How the Israel-Hamas war is adding to the already difficult task of choosing a college

Josh Jury, a high school senior from Illinois, had initially considered George Washington University as one of his top choices for college. The university’s vibrant Hillel chapter, a popular club for Jewish students, caught his attention as he planned to study international relations.

However, his perspective changed a few weeks ago when the university faced backlash over student protests related to the Israel-Hamas war. Jury found the university’s response to the incident disheartening. As a result, he has decided to take a gap year before college, joining other students who are reevaluating their college plans due to the ongoing war.

In addition to the usual anxieties of the college admissions process, many Jewish and Muslim families are now considering new criteria for selecting colleges. The way college leaders handle the ongoing strife could greatly impact the choices of parents and students in the coming months. Jewish students, in particular, may be affected by the war-related controversies at selective schools, which have seen a decline in Jewish enrollment over the years.

Several Jewish parents and students have revealed that they have reconsidered their college lists due to the divisions and conflicts surrounding the Israel-Hamas war. For instance, Jennifer Schultz, a parent from Illinois, mentioned that her family is completely changing their college choices because of the universities’ tepid responses to anti-Semitic threats.

Campus chaos:The Israel-Hamas war has sparked free-speech battles on college campuses across the US.

The war’s ripple effects have also impacted Muslim families. Some Muslim students have expressed concerns about the impact of their ethnic identity and pro-Palestinian activism on college admissions. Islamophobic incidents during college visits have created a sense of insecurity for Muslim students, leading them to consider larger, urban campuses as potential safer options.

Revitil Chkoury drapes an Israeli flag around her during a unity gathering for Israel at Florida Gulf Coast University's Seidler Hall in Fort Myers, Fla., in October.

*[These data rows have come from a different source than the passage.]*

PR #316, opened 2016-03-31
Make the Handling of TransmitterData more consistent with rest of the…

tzachi-dar:
… code.

This is basicly code refactoring with no side effects.

One thing that has changed, is that keepAlive() will now be called even if the packet is duplicate.
I believe that this is better this way. If this is not the case then the function processNewTransmitterData should return bool telling if this is a duplicate packet.

Not tested for obvious reasons....

### DIFF
--- a/app/src/main/java/com/eveningoutpost/dexdrip/Services/G5CollectionService.java
+++ b/app/src/main/java/com/eveningoutpost/dexdrip/Services/G5CollectionService.java
@@ -109,7 +109,6 @@ public class G5CollectionService extends Service {
     private BluetoothDevice device;
     private long startTimeInterval = -1;
     private int lastBattery = 216;
-    private long lastRead = new Date().getTime() - (5 * 60 *1000);
     private Boolean isBondedOrBonding = false;
 
     private static final ScheduledExecutorService worker =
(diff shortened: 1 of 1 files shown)


AdrianLxM:
Deduping is now done at another place or is there no deduping at all?

So basically the change is: Waking up to keep the device alive for 20 seconds now happens about 5 minutes after the **last** package of a number of duplicates arrives instead of about 5 minutes after the **first** package?

I think @urmc-costik (or @hackingtype1 ?) should decide if that makes sense.

app/src/main/java/com/eveningoutpost/dexdrip/Services/G5CollectionService.java
```diff
@@ -563,8 +553,8 @@ private void processNewTransmitterData(TransmitterData transmitterData, long tim
         Sensor.updateBatteryLevel(sensor, transmitterData.sensor_battery_level);
         android.util.Log.i("timestamp create", Long.toString(transmitterData.timestamp));
 
-        BgReading.create(transmitterData.raw_data, transmitterData.filtered_data, this, transmitterData.timestamp);
-        transmitterData.save();
+        BgReading.create(transmitterData.raw_data, filtered_data, this, transmitterData.timestamp);
+
 
     }
```
hackingtype1, line 560: The last read, time since logic should probably stay put. When the G5 wakes up, the app may acquire raw data multiple times before it goes back to sleep. I put those checks in place because BgReading create was inserting multiple duplicates.

tzachi-dar:
Deduping now happens inside TransmitterData.create(). It also checks more things there.
Also, even on the first time that we wake up, we know what was the last packet.

The real question is weather, keepAlive() logic depends on the fact that this is a duplicate packet or not.

app/src/main/java/com/eveningoutpost/dexdrip/Services/G5CollectionService.java
jr-costik, line 560: Ah, just saw your note Adrian - is deduping occurring elsewhere? I haven't seen it happening, which is why I implemented it that way. I would hold off on these changes for now, revisit once we get more stable process and startup with G5 users.

---

John Costik :: Lead Software Developer
Center for Clinical Innovation :: University of Rochester
(585) 350-5391tel:(585)%20350-5391

On Thu, Mar 31, 2016 at 3:21 PM -0700, "John Costik" <notifications@github.com<mailto:notifications@github.com>> wrote:

In app/src/main/java/com/eveningoutpost/dexdrip/Services/G5CollectionService.javahttps://urldefense.proofpoint.com/v2/url?u=https-3A__github.com_StephenBlackWasAlreadyTaken_xDrip-2DExperimental_pull_316-23discussion-5Fr58137513&d=BQMCaQ&c=4sF48jRmVAe_CH-k9mXYXEGfSnM3bY53YSKuLUQRxhA&r=-S4tVkPALJfUIaQ0q618B_o0Ok9zeQjeO8H8WZ2UpSA&m=bEC20KGYzyKaAP4uY6483hLfBtsaB8g1JYSEg_aQBTg&s=MEaTKPdDEs7BLXbNx5fDmQAlYI8_5X0drXWWS-skICQ&e=:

The ongoing controversies have sparked agitation among alumni, leading to calls for the resignation of university presidents and potential withholding of donations. Students have been arrested, and faculty members are divided. Jewish and Muslim college admissions experts have found themselves facing unprecedented challenges in guiding students through the admissions process during these turbulent times.

The process of college admissions has always been opaque, causing stress and uncertainty among families. This is particularly true for families from religious or ethnic backgrounds, who face additional considerations such as access to religious spaces and accommodations for traditions. The war-related divisions on campuses could further complicate the decision-making process for these families.

It remains to be seen how colleges will address the ongoing conflicts and provide a sense of safety and inclusion for Jewish and Muslim students. Parents and students are closely monitoring the administrative responses of universities as they make their college choices.